The Poisson-Boltzmann formalism is among the most popular approaches to modeling the solvation of molecules. It assumes a continuum model for the water, leading to a dielectric permittivity that only depends on position in space. In contrast, the Dipolar Poisson-Boltzmann Langevin (DPBL) formalism represents the solvent as a collection of orientable dipoles with non uniform concentration; this leads to a non linear permittivity function that depends both on the position and on the local electric field at that position. The differences in the assumptions underlying these two models lead to significant differences in the equations they generate. The PB equation is a second order, elliptic, nonlinear partial differential equation (PDE). Its diffusion coefficients correspond to the dielectric permittivity and are therefore constant within each sub-domain of the system considered (i.e. inside and outside of the molecules considered). While the DPBL equation is also a second order, elliptic, nonlinear PDE, its response coefficients are non linear functions of the electrostatic potential. Many solvers have been developed for the PB equation; to our knowledge, none of these can be directly applied to the DPBL equation. The methods they use may adapt to the difference; their implementations however are PBE specific. We have adapted the PBE solver originally developed by Holst and Saied (J. Comput. Chem, 16, 337-364, 1995) to the problem of solving the DPBL equation. This solver uses a truncated Newton method with a multigrid pre-conditioner. Numerical evidences suggest that it converges for the DPBL equation, and that the convergence is superlinear. It is found however to be slow and greedy in memory requirement for problems commonly encountered in computational biology and computational chemistry. To circumvent these problems, we propose two variants, a quasi Newton solver based on a simplified, inexact Jacobian and an iterative self-consistent solver that is based directly on the PBE solver. While both methods are not guaranteed to converge, numerical evidences suggest that they do and that their convergence is also superlinear. Both variants are significantly faster than the solver based on the exact Jacobian, with a much smaller memory footprint. All three methods have been implemented in a new code named AquaSol, which is freely available (send me an e-mail). The figure below shows one application of DPBL to study the solvation of a protein.

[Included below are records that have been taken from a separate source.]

PR #3338, opened 2024-07-11
feat: post card overlay remind me later

sshanzel:
## Changes
- Post card overlay when the user bookmarked a post to allow them to set a reminder.
- Refactored some reused components.
- Introduced a hook to manage overlays on cards.
- As discussed, the priority is the share overlay, then bookmark overlay.

Note: the bookmark icon change is for another PR.

Preview:
Uploading Screen Recording 2024-07-11 at 5.08.20 PM.mov…

## Events

## Experiment

## Manual Testing

> [!CAUTION]

MI-432

### Preview domain
https://mi-432.preview.app.daily.dev

### DIFF
--- a/packages/shared/src/components/Feed.tsx
+++ b/packages/shared/src/components/Feed.tsx
@@ -1,6 +1,7 @@
 import React, {
   ReactElement,
   ReactNode,
+  useCallback,
   useContext,
   useEffect,
   useMemo,
@@ -282,6 +283,12 @@ export default function Feed<T>({
     }
   }, [selectedPost]);
 
+  const onShareClick = useCallback(
+    (post: Post, row?: number, column?: number) =>
+      openSharePost({ post, columns: virtualizedNumCards, column, row }),
+    [openSharePost, virtualizedNumCards],
+  );
+
   if (!loadedSettings) {
     return <></>;
   }
@@ -377,9 +384,6 @@ export default function Feed<T>({
         ...feedLogExtra(feedName, ranking),
       },
     });
-
-  const onShareClick = (post: Post, row?: number, column?: number) =>
-    openSharePost({ post, columns: virtualizedNumCards, column, row });
 
   const post = (items[postMenuIndex] as PostItem)?.post;
   const commonMenuItems = {
--- a/packages/shared/src/components/cards/common/CardCoverContainer.tsx
+++ b/packages/shared/src/components/cards/common/CardCoverContainer.tsx
@@ -1,0 +1,20 @@
+import React, { ReactElement, ReactNode } from 'react';
+
+interface CardCoverContainerProps {
+  title: string;
+  children: ReactNode;
+}
+
+export function CardCoverContainer({
+  title,
+  children,
+}: CardCoverContainerProps): ReactElement {
+  return (
+    <span className="absolute inset-0 z-1 flex flex-col items-center justify-center">
+      <p className="mt-5 text-center font-bold typo-callout laptopL:mt-0">
+        {title}
+      </p>
+      {children}
+    </span>
+  );
+}
--- a/packages/shared/src/components/cards/list/CardCover.tsx
+++ b/packages/shared/src/components/cards/list/CardCover.tsx
@@ -1,62 +1,35 @@
 import React, { ReactElement } from 'react';
 import classNames from 'classnames';
-import { ImageProps, ImageType } from '../../image/Image';
-import VideoImage, { VideoImageProps } from '../../image/VideoImage';
 import ConditionalWrapper from '../../ConditionalWrapper';
-import { CardImage } from './ListCard';
-import { CommonCardCoverProps } from '../common';
-import { useCardCover } from '../../../hooks/feed/useCardCover';
+import {
+  SharedCardCover,
+  SharedCardCoverProps,
+} from '../common/SharedCardCover';
 
-interface CardCoverProps extends CommonCardCoverProps {
-  imageProps: ImageProps;
-  videoProps?: Omit<VideoImageProps, 'imageProps'>;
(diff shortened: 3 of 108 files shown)


packages/shared/src/components/Feed.tsx
```diff
@@ -282,6 +283,12 @@ export default function Feed<T>({
     }
   }, [selectedPost]);
 
+  const onShareClick = useCallback(
```
rebelchris, line 286: Why was the callback needed here, did it have issues?

packages/shared/src/components/cards/common/CardCoverContainer.tsx
```diff
@@ -0,0 +1,20 @@
+import React, { ReactElement, ReactNode } from 'react';
+
+interface CardCoverContainerProps {
+  title: string;
+  children: ReactNode;
+}
+
+export function CardCoverContainer({
```
rebelchris, line 8: Love the generic stuff 🙏

packages/shared/src/components/cards/list/CardCover.tsx
```diff
@@ -23,28 +22,18 @@ export function CardCoverList({
...
-    <CardCoverShare
-      post={post}
-      onShare={() => {
-        onInteract();
-        onShare(post);
-      }}
-      onCopy={onInteract}
-    />
-  );
+  const { overlay } = useCardCover({ post, onShare });
```
rebelchris, line 25: More of a generic question, what are the diffs between this one on list/card?
Wondering if maybe we can make all the shared stuff/actions uniform better.

packages/shared/src/hooks/feed/useCardCover.tsx
```diff
@@ -0,0 +1,59 @@
...
+
+export const useCardCover = ({
+  post,
+  onShare,
+}: UseCardCoverProps): UseCardCover => {
+  const { shouldShowOverlay, onInteract } = usePostShareLoop(post);
+  const shouldShowReminder = useBookmarkReminderEnrollment(post);
+
+  const overlay = useMemo(() => {
+    if (shouldShowOverlay) {
```
rebelchris, line 27: This one should take priority over the other one?

packages/shared/src/hooks/notifications/useBookmarkReminder.ts
```diff
@@ -63,6 +68,20 @@ export const useBookmarkReminder = (): UseBookmarkReminder => {
         updatePostCache(client, postId, (post) => ({
           bookmark: { ...post.bookmark, remindAt },
         }));
+
+        if (feedQueryKey) {
```
rebelchris, line 72: Just something to really test thorogouly, could easily creep in issues that are hard to spot.

rebelchris (changes requested):
Nice think it's important to do a big final review on the big PR :) 
Some minor comments, please check.

packages/shared/src/hooks/notifications/useBookmarkReminder.ts
sshanzel: We should be safe here, this was taken from the process of `useBookmarkPost` - the only difference is the object we are trying to pass for update.

packages/shared/src/hooks/feed/useCardCover.tsx
sshanzel: Yes, as per [product's response](https://dailydotdev.slack.com/archives/C077EU278D7/p1719313817976609?thread_ts=1719313376.734949&cid=C077EU278D7).

packages/shared/src/components/cards/list/CardCover.tsx
sshanzel: After checking, the only difference seems to be with the `wrapper` for the list mode. Not sure if there was any reason behind adding almost the same thing. Probably to avoid any unnecessary change on card that affects list.

packages/shared/src/components/Feed.tsx
sshanzel: We will use this function as a dependency way down so we need it to be a stable callback.

packages/shared/src/components/cards/list/CardCover.tsx
rebelchris: So maybe we can abstract the inner to a common file? 🙏

sshanzel: Yeah, makes sense. We can abstract it even further. Let me check quickly.

nensidosari:
Btw, if u intended to post an image/video at the description, unfortunately that has failed halfway 😅 
@sshanzel

sshanzel:
> Btw, if u intended to post an image/video at the description, unfortunately that has failed halfway 😅
> @sshanzel

We can maybe enable this for members, so we can better check on prod. Wdyt?

nensidosari:
Screenshot 2024-07-11 at 4 32 32 PM
@sshanzel there's an issue with the images now

sshanzel:
> Screenshot 2024-07-11 at 4 32 32 PM @sshanzel there's an issue with the images now

Probably due to the refactor. Let me check quickly where it is coming from.

sshanzel:
@nensidosari should be back to normal now 🥳

packages/shared/src/components/cards/list/CardCover.tsx
sshanzel: Refactored and using the same component now 🚀

sshanzel:
@rebelchris @nensidosari should be ready for final review 🥳

rebelchris (approved):

nensidosari (approved):
Looks good on my side as well 🎉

Analyzing protein hydration

1CTF is a small globular α+β protein shown in cartoon mode (green). Its electrostatic potential was computed from the DPBL equation using a mesh of size 65x65x65 with uniform spacing of 1.1 Å in each direction. (A). Visualizing the potential}. We show two isosurfaces at +1 kB T/ec and -1 kB T/ec of the electrostatic potential derived as solution of the DPBL equation on the mesh. (B) Adding water molecules}. The electrostatic potential map is used to derive the water dipole density map (see text for details), which is subsequently used to place water molecules around the proteins. The top 200 water molecules corresponding to the highest water density points are represented in CPK mode. These molecules are positioned relatively uniformly around the protein, except for one patch. Interestingly, this patch corresponds to the dimerization zone for 1CTF. This is illustrated by coloring in blue all residues whose accessible surface area is reduced by more than 10% between the monomer and the dimer (the structure of the monomer is taken from the PDB file 1CTF; the structure of the dimer was downloaded from the PQS server. Note that the same procedure can be used to place ions around the solute. They are omitted here, for sake of clarity. (C) Desolvation and binding}. We compare the difference in accessible surface area between the monomer alone and the monomer as part of the dimer (solid line), with the accessible surface area of the 1CTF monomer in presence of the top 200 water molecules (dashed line).

Related paper:

P. Koehl and M. Delarue. AQUASOL: an efficient solver for the dipolar Poisson-Boltzmann-Langevin equation. J. Chem. Phys., 132:064101, 2010.